• Work order:
Each line from the start of the listing below through the line containing "- Allow accessing" should be reproduced exactly, with no others.

##############################

PR #2081, opened 2022-02-18
save compilation result in file

Aniket-Engg:
- compiler input and version is also emitted with `compilationFinished` event
- build info is generated same as in hardhat
- Shows error while accessing the artefacts using contractName in case of same contract name in more than one files
- Allow accessing artefacts using fully qualified name which is `<filepath>:<contractName>`

For more info on compiler input and output: https://docs.soliditylang.org/en/v0.8.12/using-the-compiler.html#compiler-input-and-output-json-description

### DIFF
--- a/apps/solidity-compiler/src/app/compiler-api.ts
+++ b/apps/solidity-compiler/src/app/compiler-api.ts
@@ -261,11 +261,11 @@ export const CompilerApiMixin = (Base) => class extends Base {
 
     this.on('fileManager', 'fileClosed', this.data.eventHandlers.onFileClosed)
 
-    this.data.eventHandlers.onCompilationFinished = (success, data, source) => {
+    this.data.eventHandlers.onCompilationFinished = (success, data, source, input, version) => {
       this.compileErrors = data
       if (success) {
         // forwarding the event to the appManager infra
-        this.emit('compilationFinished', source.target, source, 'soljson', data)
+        this.emit('compilationFinished', source.target, source, 'soljson', data, input, version)
         if (data.errors && data.errors.length > 0) {
           this.statusChanged({
             key: data.errors.length,
--- a/libs/remix-core-plugin/src/lib/compiler-artefacts.ts
+++ b/libs/remix-core-plugin/src/lib/compiler-artefacts.ts
@@ -100,20 +100,33 @@ export class CompilerArtefacts extends Plugin {
 
   async getArtefactsByContractName (contractName) {
     const contractsDataByFilename = this.getAllContractDatas()
-    // let contractArtefacts
-    const  contractArtefacts = this.getAllContractArtefactsfromOutput(contractsDataByFilename, contractName)
-    let keys = Object.keys(contractArtefacts)
-    if (!keys.length) {
-      await this.getArtefactsFromFE ('contracts', contractName, contractArtefacts)
-      keys = Object.keys(contractArtefacts)
+    if (contractName.includes(':')) {
+      const nameArr = contractName.split(':')
+      const filename = nameArr[0]
+      const contract = nameArr[1]
+      if(Object.keys(contractsDataByFilename).includes(filename) && contractsDataByFilename[filename][contract]) 
+        return contractsDataByFilename[filename][contract]
+      else {
+        let allContractsData = {}
+        await this.getArtefactsFromFE ('contracts', contract, allContractsData)
+        if(allContractsData[contractName]) return allContractsData[contractName]
+        else throw new Error(`Could not find artifacts for ${contractName}. Compile contract to generate artifacts.`)
+      }
+    } else {
+      const contractArtefacts = this.getAllContractArtefactsfromOutput(contractsDataByFilename, contractName)
+      let keys = Object.keys(contractArtefacts)
+      if (!keys.length) {
+        await this.getArtefactsFromFE ('contracts', contractName, contractArtefacts)
+        keys = Object.keys(contractArtefacts)
+      }
+      if (keys.length === 1) return contractArtefacts[keys[0]]
+      else if (keys.length > 1) {
+        throw new Error(`There are multiple artifacts for contract "${contractName}", please use a fully qualified name.\n
+          Please replace ${contractName} for one of these options wherever you are trying to read its artifact: \n
+          ${keys.join()}\n
+          OR just compile the required contract again`)
+      } else throw new Error(`Could not find artifacts for ${contractName}. Compile contract to generate artifacts.`)
     }
-    if (keys.length === 1) return contractArtefacts[keys[0]]
-    else if (keys.length > 1) {
-      throw new Error(`There are multiple artifacts for contract "${contractName}", please use a fully qualified name.\n
-        Please replace ${contractName} for one of these options wherever you are trying to read its artifact: \n
-        ${keys.join()}\n
-        OR just compile the required contract again`)
-    } else throw new Error(`Could not find artifacts for ${contractName}. Compile contract to generate artifacts.`)
   }
 
   getCompilerAbstract (file) {
--- a/libs/remix-core-plugin/src/lib/compiler-artefacts.ts
+++ b/libs/remix-core-plugin/src/lib/compiler-artefacts.ts
@@ -80,12 +80,12 @@ export class CompilerArtefacts extends Plugin {
         const artefactsFilePaths = fileList.filter(filePath => {
           const filenameArr = filePath.split('/')
           const filename = filenameArr[filenameArr.length - 1]
-          if (filename === `${contractName}.json` || filename === `${contractName}_metadata.json`) return true
+          if (filename === `${contractName}_fullOP.json`) return true
         })
         if (artefactsFilePaths && artefactsFilePaths.length) {
-          const content = await this.call('fileManager', 'readFile', artefactsFilePaths[1])
+          const content = await this.call('fileManager', 'readFile', artefactsFilePaths[0])
           const artifacts = JSON.parse(content)
-          return { abi: artifacts.abi, bytecode: artifacts.data.bytecode.object }
+          return artifacts
         } else {
           for (const dirPath of dirList) {
             const result = await this.getArtefactsFromFE (dirPath, contractName)
@@ -106,7 +106,7 @@ export class CompilerArtefacts extends Plugin {
     const contractsData = Object.values(contractsDataByFilename)
     if (contractsData && contractsData.length) {
       const index = contractsData.findIndex((contractsObj) => Object.keys(contractsObj).includes(contractName))
-      if (index !== -1) return { abi: contractsData[index][contractName].abi, bytecode: contractsData[index][contractName].evm.bytecode.object }
+      if (index !== -1) return contractsData[index][contractName]
       else {
         const result = await this.getArtefactsFromFE ('contracts', contractName)
         if (result) return result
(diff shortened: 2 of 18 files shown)


bunsenstraat (approved):

libs/remix-core-plugin/src/lib/compiler-artefacts.ts
```diff
@@ -80,12 +80,12 @@ export class CompilerArtefacts extends Plugin {
         const artefactsFilePaths = fileList.filter(filePath => {
           const filenameArr = filePath.split('/')
           const filename = filenameArr[filenameArr.length - 1]
-          if (filename === `${contractName}.json` || filename === `${contractName}_metadata.json`) return true
+          if (filename === `${contractName}_fullOP.json`) return true
```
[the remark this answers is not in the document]
Aniket-Engg: output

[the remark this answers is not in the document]
yann300: imo just `_fullOP` is fine

libs/remix-core-plugin/src/lib/compiler-metadata.ts
```diff
@@ -26,6 +26,10 @@ export class CompilerMetadata extends Plugin {
     return this.joinPath(path, this.innerPath, contractName + '_metadata.json')
   }
 
+  _OutputFileName (path, contractName) {
+    return this.joinPath(path, this.innerPath, contractName + '_fullOP.json')
```
yann300, line 30: hmm ok, this will be the compilation output per contract.
What do you think of having:
 - <contract_name>.json for the deployment configuration.
 - <contract_name>_metadata.json compilation metadata for this contract.
 - output.json the full compilation result regardless of the contract.

Aniket-Engg: if it will be `regardless of the contract.` how will we uniquely identify it?

yann300: the full compilation result contains the data for all the contracts, we can easily get data for a specific contract, and we store in a filesystem an artefact that is actually pretty common in the ecosystem.

libs/remix-core-plugin/src/lib/compiler-artefacts.ts
yann300, line 83: this can be discarded right?

Aniket-Engg: yes, this is still to update once we are done with the file name and content stuff

libs/remix-core-plugin/src/lib/compiler-metadata.ts
```diff
@@ -26,12 +26,20 @@ export class CompilerMetadata extends Plugin {
...
+  }
+
   onActivation () {
     const self = this
     this.on('solidity', 'compilationFinished', async (file, source, languageVersion, data) => {
       if (!await this.call('settings', 'get', 'settings/generate-contract-metadata')) return
       const compiler = new CompilerAbstract(languageVersion, data, source)
       const path = self._extractPathOf(source.target)
+      const outputFileName = this._OutputFileName(path, source.target)
+      await this.call('fileManager', 'writeFile', outputFileName, JSON.stringify(data, null, '\t'))
```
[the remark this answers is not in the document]
Aniket-Engg: yes, right. will do that.

libs/remix-solidity/src/compiler/compiler.ts
```diff
@@ -133,7 +134,7 @@ export class Compiler {
    * @param source Source
    */
 
-  onCompilationFinished (data: CompilationResult, missingInputs?: string[], source?: SourceWithTarget): void {
+  onCompilationFinished (data: CompilationResult, missingInputs?: string[], source?: SourceWithTarget, input?, version?): void {
```
yann300, line 137: can this be typed?

libs/remix-core-plugin/src/lib/compiler-artefacts.ts
```diff
@@ -72,51 +72,61 @@ export class CompilerArtefacts extends Plugin {
...
-  async getArtefactsFromFE (path, contractName) {
+  getAllContractArtefactsfromOutput (contractsOutput, contractName) {
+    const contractArtefacts = {}
+    for (const filename in contractsOutput) {
+      if(Object.keys(contractsOutput[filename]).includes(contractName)) contractArtefacts[filename + ':' + contractName] = contractsOutput[filename][contractName]
+    }
+    return contractArtefacts
+  }
+
+  async getArtefactsFromFE (path, contractName, contractArtefacts) {
```
yann300, line 83: could you set it as private if it's meant to be used only in that class?

yann300: same above

libs/remix-solidity/src/compiler/compiler.ts
Aniket-Engg: done

libs/remix-core-plugin/src/lib/compiler-artefacts.ts
Aniket-Engg: done

libs/remix-solidity/src/compiler/compiler.ts
```diff
@@ -159,7 +161,7 @@ export class Compiler {
           source: source
         }
       }
-      this.event.trigger('compilationFinished', [true, data, source])
+      this.event.trigger('compilationFinished', [true, data, source, input, version])
```
yann300, line 164: see line 151,  we should add `intput` and `version ` there too.

apps/solidity-compiler/src/app/compiler-api.ts
```diff
@@ -249,11 +249,11 @@ export const CompilerApiMixin = (Base) => class extends Base {
     }
     this.on('fileManager', 'noFileSelected', this.data.eventHandlers.onNoFileSelected)
 
-    this.data.eventHandlers.onCompilationFinished = (success, data, source) => {
+    this.data.eventHandlers.onCompilationFinished = (success, data, source, input, version) => {
       this.compileErrors = data
       if (success) {
         // forwarding the event to the appManager infra
-        this.emit('compilationFinished', source.target, source, 'soljson', data)
+        this.emit('compilationFinished', source.target, source, 'soljson', data, input, version)
```
yann300, line 256: updating the signature of `compilationResult` is a big changes.. 
i.e we can keep it internal, but there's a tons of places where we are using the previous event signature.

libs/remix-core-plugin/src/lib/compiler-artefacts.ts
```diff
@@ -72,51 +72,61 @@ export class CompilerArtefacts extends Plugin {
     return contractsData
   }
 
-  async getArtefactsFromFE (path, contractName) {
+  _getAllContractArtefactsfromOutput (contractsOutput, contractName) {
```
yann300, line 75: line 31 , probably that we should keep track of the `input` here too, so it can be used throughout the entire app.

apps/solidity-compiler/src/app/compiler-api.ts
Aniket-Engg: But this should be backward compatible I think

libs/remix-solidity/src/compiler/compiler.ts
Aniket-Engg: done

libs/remix-core-plugin/src/lib/compiler-artefacts.ts
Aniket-Engg: this is done

libs/remix-core-plugin/src/lib/compiler-artefacts.ts
Aniket-Engg: this is updated.

libs/remix-core-plugin/src/lib/compiler-artefacts.ts
```diff
@@ -72,51 +72,61 @@ export class CompilerArtefacts extends Plugin {
...
+      const nameArr = contractName.split(':')
+      const filename = nameArr[0]
+      const contract = nameArr[1]
+      if(Object.keys(contractsDataByFilename).includes(filename) && contractsDataByFilename[filename][contract]) 
+        return contractsDataByFilename[filename][contract]
       else {
-        const result = await this.getArtefactsFromFE ('contracts', contractName)
-        if (result) return result
+        const allContractsData = {}
+        await this._getArtefactsFromFE ('contracts', contract, allContractsData)
```
yann300, line 111: having a return value isn't possible in that case? using the spread feature

libs/remix-core-plugin/src/lib/compiler-artefacts.ts
```diff
@@ -72,51 +72,61 @@ export class CompilerArtefacts extends Plugin {
...
+        if(allContractsData[contractName]) return allContractsData[contractName]
```
yann300, line 112: in that case you don't check with the `filename`?

yann300: cause build-info folder maps with filename.
If you can't find the right contract at the given filename, it's better to throw imo.

libs/remix-core-plugin/src/lib/compiler-artefacts.ts
```diff
@@ -72,51 +72,61 @@ export class CompilerArtefacts extends Plugin {
...
         else throw new Error(`Could not find artifacts for ${contractName}. Compile contract to generate artifacts.`)
       }
     } else {
-      const result = await this.getArtefactsFromFE ('contracts', contractName)
-      if (result) return result
-      else throw new Error(`Could not find artifacts for ${contractName}. Compile contract to generate artifacts.`)
-    }  
+      const contractArtefacts = this._getAllContractArtefactsfromOutput(contractsDataByFilename, contractName)
```
yann300, line 116: `_getAllContractArtefactsfromOutput` is used to get all the duplicates for a given contract? in that case it might be better to name it `_getDuplicateArtefacts` or something like that.

Aniket-Engg: Its not necessary that there will be duplicates

libs/remix-core-plugin/src/lib/compiler-artefacts.ts
Aniket-Engg: next line is `else` throwing error. Let me know if that is something you meant

libs/remix-core-plugin/src/lib/compiler-artefacts.ts
Aniket-Engg: Complete data is populated in `allContractsData`

yann300: yes I see, I am just wondering why you do like this instead of having `_getArtefactsFromFE` to return something.
but ok I guess that is fine like that, could you just rename the function `_populateContractsArtefactsFromFE`

libs/remix-core-plugin/src/lib/compiler-artefacts.ts
yann300: I mean that in this scenario, the user has provided a filename, imo the function should be using that filename to return, and not only the `contractName`

yann300: nevermind

Aniket-Engg: In this case, `contractName ` is `<filename>:<contractName>`

libs/remix-core-plugin/src/lib/compiler-artefacts.ts
Aniket-Engg: done

yann300 (approved):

##############################

• Task result:
PR #2081, opened 2022-02-18
save compilation result in file

Aniket-Engg:
- compiler input and version is also emitted with `compilationFinished` event
- build info is generated same as in hardhat
- Shows error while accessing the artefacts using contractName in case of same contract name in more than one files
- Allow accessing artefacts using fully qualified name which is `<filepath>:<contractName>`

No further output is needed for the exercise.